Today is world cerebral palsy day. Do I wish one a happy world cerebral palsy day? Is it something we celebrate? Of course not, but the mischief maker in me does wonder what would happen if I did something on this day other than think about cerebral palsy?

What if instead of finding time to fill out my daughter’s disabled parking placard application today (seriously, are they ever going to just give us a permanent plate?), or rifling through files to find that one doctor, that one time, who accurately diagnosed her vision problem so I can follow-up, or trying to discern whether our new insurance policy is better or worse I instead used that time to make scrapbook pages for her dusty baby book parked high and untouched on our closet shelf?

What if instead of making sure Greta’s leg brace sock matched her dress so that her preschool teacher would find her cute, instead of intently scrubbing the ice cream (I kind of let her eat) for breakfast off her face, instead of taming her crazy curls I just shoved her feet into some rain boots and let her jump in every puddle she could find on this rainy day?

What if instead of spending all night trying to understand the medical neurology articles I dredge up regarding chronic periventricular hemorrhage, the functionality of the corpus callosum in one's brain, or the causes of infant stroke I instead commented on people’s Facebook posts?

What if I stopped trying to construct a careful narrative to help explain to her, and you, and everyone else and just shrugged it off as a funny quirk -this stroke- maybe it wouldn't hurt so relentlessly?

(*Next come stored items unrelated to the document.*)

PR #988, opened 2019-07-18
Add the start_with_addr() function

naerbnic:
This function allows a client to obtain an address to the target websocket actor on construction.

PR #991, opened 2019-07-19
make Query payload public

### LINKED ISSUE #987: Consider making Query payload public
At the moment it is possible to destructure the `web::Json` and `web::Path` types inside the handler signature, which is very useful e.g. instead of
```
fn handler(wrapped: Json<MyData>) {
    let my_data = wrapped.into_inner();
    // ...
}
```
we do
```
fn handler(Json(my_data): Json<MyData>) {
    // ...
}
```
However this is not possible with `Query` as the contents are not public. I understand the logic, it stops users from constructing a `Query` with invalid contents. However, this is already possible with `Json` (no guarantee that the contents will be deserializable) and it is not possible to return a `Query` as a `Responder` anyway so I don't think there is really an issue.

jesskfullwood:
Closes #987

### DIFF
--- a/CHANGES.md
+++ b/CHANGES.md
@@ -6,6 +6,10 @@
 
 * Re-implement Host predicate (#989)
 
+### Changed
+
+* `Query` payload made `pub`. Allows user to pattern-match the payload.
+
 
 ## [1.0.5] - 2019-07-18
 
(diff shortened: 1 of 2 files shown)


fafhrd91 (approved):
Could you add entry to changes

jesskfullwood:
~~I can - it would require adding a new header for `1.0.6`, which might result in merge conflicts if #988 does the same~~ Ignore me, I hadn't pulled since yesterday

fafhrd91 (approved):

fafhrd91:
Thanks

Well, I guess that last one is a little too far-fetched even for this dreamer. But maybe, just maybe, world cerebral palsy day could be something else for me, if not for our little family.  A day to stop thinking about cerebral palsy.

Thursday, August 2, 2012

Outrage Fatigue by mommy Jess

Coined by the brilliant writers of The Daily Show I seem to be suffering a debilitating case of outrage fatigue. This, combined with the general madness of summer, has kept me from updating the blog so I’ve resorted to making a list of the sources of such fatigue and promise a real post soon.

1. Spiritual disability: yes, some people think this is a real thing and worse yet have told mommy Shana she has it. I suppose that means I do to, but I prefer the term “spiritually dead” as it implies no heroic efforts will be made to save me. Again, in some fields this is considered a real! thing! Is this what progress looks like? Cut to me sitting in a corner lamenting the demise of knowledge, intellectual progress and the commodification of the term "disability".

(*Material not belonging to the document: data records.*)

PR #4140, opened 2026-07-08
Add support for the HTTP QUERY method (RFC 10008)

mo-bruno:
## PR Type

Feature

## PR Checklist

## Overview

Adds first-class support for the HTTP `QUERY` method, wired exactly like the existing
`PATCH` method throughout routing, guards, the `web::` helpers, the routing macros, the
`awc` client, and the test servers.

2. The Olympics: Yay! I like me some awesome global sports coverage that highlights interesting types of competitive sports and tell the stories behind the women and men who have devoted their lives to them. However, the disability discourse created in this environment is just…yuck. We like to call it inspiration porn
( ). It is so exhausting to unpack how problematic this is with all those well-meaning folks out there that just love to use a little girl in leg braces running as some agent-less source of inspiration for them to feel good about themselves. Again cut to me sitting in the corner trying to imagine Greta being a source of inspiration for people and resisting the urge to make her wear a t-shirt in public that says “I am NOT your inspiration porn” (and no, I would never do that, what kind of parent do you think I am…okay don’t answer that).

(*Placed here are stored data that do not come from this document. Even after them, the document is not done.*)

PR #4160, opened 2026-07-22
docs(web): clarify scope route matching

### LINKED ISSUE #2904: Overlapping scopes work differently than flat overlapping routes
## Expected Behavior

The docs seem to suggest that the `web::scope(...)` is a helper that groups different routes under the same prefix, but that otherwise the behaviour would be the same as with flattened routes. At least, I didn't see any mention of differences.

So, when I refactored my code from flat routes like in this minimal example:

```rust
use actix_web::{get, put, web, App, HttpServer, Responder};

#[get("/camera/dimensions")]
async fn camera_dimensions() -> impl Responder {
    "800x600"
}

#[get("/camera/owner")]
async fn camera_owner() -> impl Responder {
    "John Doe"
}

#[get("/focuser/distance")]
async fn focuser_focus() -> impl Responder {
    "42"
}

#[put("/focuser/distance")]
async fn focuser_focus_set(value: web::Path<f64>) -> impl Responder {
    format!("Set focus to {}", value)
}

#[get("/{device_type}/connected")]
async fn device_connected(device_type: web::Path<String>) -> impl Responder {
    format!("{} is connected", device_type)
}

#[put("/{device_type}/connect")]
async fn device_connect(device_type: web::Path<String>) -> impl Responder {
    format!("Connecting {}", device_type)
}

#[actix_web::main]
    HttpServer::new(|| {
        App::new()
            .service(camera_dimensions)
            .service(camera_owner)
            .service(focuser_focus)
            .service(focuser_focus_set)
            .service(device_connected)
            .service(device_connect)
    })
    .bind(("127.0.0.1", 8080))?
    .run()
    .await
}
```

to scoped groups like in this one:

```rust
use actix_web::{get, put, web, App, HttpServer, Responder};

#[get("/dimensions")]
async fn camera_dimensions() -> impl Responder {
    "800x600"
}

#[get("/owner")]
async fn camera_owner() -> impl Responder {
    "John Doe"
}

#[get("/distance")]
async fn focuser_focus() -> impl Responder {
    "42"
}

#[put("/distance")]
async fn focuser_focus_set(value: web::Path<f64>) -> impl Responder {
    format!("Set focus to {}", value)
}

#[get("/connected")]
async fn device_connected(device_type: web::Path<String>) -> impl Responder {
    format!("{} is connected", device_type)
}

#[put("/connect")]
async fn device_connect(device_type: web::Path<String>) -> impl Responder {
    format!("Connecting {}", device_type)
}

#[actix_web::main]
    HttpServer::new(|| {
        App::new()
            .service(
                web::scope("/camera")
                    .service(camera_dimensions)
                    .service(camera_owner),
            )
            .service(
                web::scope("/focuser")
                    .service(focuser_focus)
                    .service(focuser_focus_set),
            )
            .service(
                web::scope("/{device_type}")
                    .service(device_connected)
                    .service(device_connect),
            )
    })
    .bind(("127.0.0.1", 8080))?
    .run()
    .await
}
```

I expected all routes to continue working like before.

## Current Behavior

Unfortunately, it seems that scopes are only matched against each other, and, once a scope is matched, no other scopes are tried even if it doesn't have the required method.

So, routes like `/camera/connected` and `/focuser/connected` worked before, but stop working after refactoring.

I thought reordering might help, putting the generic `/{device_type}` scope first, but that only seems to change which scope catches everything - now, routes like `/*/connected` work but specific device routes like `/camera/dimensions` don't.

Finally, I thought maybe I should use `/{device_type}` as `app.default_service()`, but that doesn't work either as `default_service()` seems to only accept a single handler and not a scope as its argument.

## Possible Solution

Flatten all routes at the app level when scopes are registered, so that there is no observable change in behaviour after grouping.

Run the minimal examples provided above with suggested requests like `http://localhost:8080/camera/connected` and observe the working response "camera is connected" in the first implementation and 404 error in the 2nd one.

## Context

I'm trying to refactor my complex list of routes into grouped scopes in separate functions to make code a bit more maintainable.

## Your Environment

- Rust Version (I.e, output of `rustc -V`): rustc 1.63.0 (4b91a6ea7 2022-08-08)
- Actix Web Version: 4.2.1

AraMinjibir:
## PR Type

Documentation

## PR Checklist

## Overview

The documentation for `web::scope` now clarifies how scopes are matched during routing.

Once a request matches a scope's path prefix, routing continues only within that scope. If no route inside the matched scope can handle the request, Actix Web does not continue searching sibling scopes or services.

This clarifies that overlapping scopes do not behave the same as an equivalent flat route structure and helps explain why route organization using scopes can affect routing behavior.

Closes #2904

### DIFF
--- a/actix-web/src/scope.rs
+++ b/actix-web/src/scope.rs
@@ -30,6 +30,19 @@ type Guards = Vec<Box<dyn Guard>>;
 /// requests using the [`Path`](crate::web::Path) extractor or
 /// with [`HttpRequest::match_info()`](crate::HttpRequest::match_info).
 ///
+/// # Route Matching
+///
+/// Scopes are matched independently during routing. Once a request matches a
+/// scope's path prefix, routing continues only within that scope. If no route
+/// inside the matched scope can handle the request, Actix Web does not continue
+/// searching sibling scopes or services.
+///
+/// Consequently, overlapping scopes do not behave the same as an equivalent
+/// flat route structure.
+///
+/// If your goal is to organize routes into separate modules without changing
+/// routing behavior, consider using `App::configure` or `Scope::configure`.
+///
 /// # Avoid Trailing Slashes
 /// Avoid using trailing slashes in the scope prefix (e.g., `web::scope("/scope/")`). It will almost
 /// certainly not have the expected behavior. See the [documentation on resource definitions][pat]


actix-web/src/scope.rs
```diff
@@ -30,6 +30,19 @@ type Guards = Vec<Box<dyn Guard>>;
...
+/// Scopes are matched independently during routing. Once a request matches a
+/// scope's path prefix, routing continues only within that scope. If no route
+/// inside the matched scope can handle the request, Actix Web does not continue
+/// searching sibling scopes or services.
+///
+/// Consequently, overlapping scopes do not behave the same as an equivalent
+/// flat route structure.
+///
+/// If your goal is to organize routes into separate modules without changing
+/// routing behavior, consider using `App::configure` or `Scope::configure`.
```
JohnTitor, line 44: The below should be clearer:

```suggestion
/// Use [`App::configure`](crate::App::configure) for app-level services,
/// or [`Scope::configure`](crate::Scope::configure) for services already inside the same scope.
```

actix-web/src/scope.rs
```diff
@@ -30,6 +30,19 @@ type Guards = Vec<Box<dyn Guard>>;
 /// requests using the [`Path`](crate::web::Path) extractor or
 /// with [`HttpRequest::match_info()`](crate::HttpRequest::match_info).
 ///
+/// # Route Matching
+///
+/// Scopes are matched independently during routing. Once a request matches a
+/// scope's path prefix, routing continues only within that scope. If no route
+/// inside the matched scope can handle the request, Actix Web does not continue
+/// searching sibling scopes or services.
```
JohnTitor, line 38:
```suggestion
/// At each routing level, services are checked in registration order. A scope
/// is selected when its path prefix and all of its guards match the request.
/// Once selected, routing continues only within that scope. If none of its
/// nested services match, its default service is called; Actix Web does not
/// backtrack to sibling services registered after it.
```

Could we make the scope selection condition explicit here?
This would also capture the ordering behavior discussed in #2904.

3. The medical system: is there a reason we cannot find a competent doctor in this foreign land? Our newest orthopedist, upon being asked by me how long the effects of Greta’s tendon lengthening could be expected to last said…wait for it… “forever”. Um…isn’t there some kind of CP 101 that would make you eligible to speak to patients/parents? Cut to me clutching Greta and backing slowly out of the room only to find that all pediatric orthopedists are now gone from the this “world renowned” medical center. So I guess it is only geriatric surgeons who don’t have the slightest grasp on stroke or brain function and have been fixing broken legs for the past century for us. And this is with the good insurance!!!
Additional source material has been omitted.